Mrs. Trenchard looked once more at Katherine, as though she were seeing her for the last time, then, with a little sigh, she went out, very carefully closing the door behind her.
Meanwhile, another member of the Trenchard family, namely Henry, had found this especial Sunday very difficult. He always hated Sunday because, having very little to do on ordinary days of the week, he had nothing at all to do on Sunday. Never, moreover, in all his life before had the passing of time been so intolerably slow as it had during these last weeks. The matter with him, quite simply, was that his imagination, which had been first stirred on that afternoon of Philip’s appearance, was now as lively and hungry as a starved beast in a jungle. Henry simply didn’t know what to do with himself. Miserably uncertain as to his right conduct in the matter of Philip and Katherine, speculating now continually about adventures and experiences in that wider world of which he had had a tiny glimpse, needing desperately some definite business of preparation for business that would fill his hours, and having nothing of the sort, he was left to read old novels, moon about the fields and roads, quarrel with Millie, gaze forebodingly at Katherine, scowl at Philip, have some moments of clumsy sentiment towards his mother, bite his nails and neglect his appearance. He began to write a novel, a romantic novel with three men asleep in a dark inn and a woman stealing up the ricketty stairs with a knife in her hand. That was all that he saw of the novel. He knew nothing at all about its time nor place, its continuation nor conclusion. But he heard the men breathing in their sleep, saw the moonshine on the stairs, smelt the close, nasty, beery smell of the tap-room below, saw the high cheek-bones and large nose of the woman and the gleaming shine of the knife in her hand.

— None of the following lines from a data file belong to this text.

PR #5566, opened 2024-04-20
[hal doc] Document the main traits, and hal's validation approach

jimblandy:
* Describe `wgpu-hal`'s validation principles.

* Describe `wgpu-hal`'s main traits in the top-level docs.

* Consistenly use `wgpu-hal` for the crate name.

He walked for many miles, to Rafiel, to St. Lowe, to Dumin Head, inland beyond Rasselas, to Pendennis Woods, to Polchester, to the further side of Pelynt—and always, as he walked with his head in the air, his Imagination ran before him like a leaping, towering flame. The visions before his soul were great visions, but he could do nothing with them. He thought that he would go forth and deliver the world, would love all men, prostitutes, lepers, debauchers (like Philip); he flung his arms about, tumbled over his untidy boot laces, saw life as a gorgeous-tinted plain, with fame and glory awaiting him—then returned to Garth, quarrelled with Millie, sulked and bit his nails.
This was a hard time for Henry.
He had determined that he would not present himself in the drawing-room at tea-time, but when half-past four arrived, the afternoon had already stretched to such ghastly lengths that something had to be done. He came slipping, stumbling downstairs, and found Philip, with a waterproof turned up over his ears and every sign of the challenger of wild weather, standing in the hall. Henry would have passed him in silence, but Philip stopped him.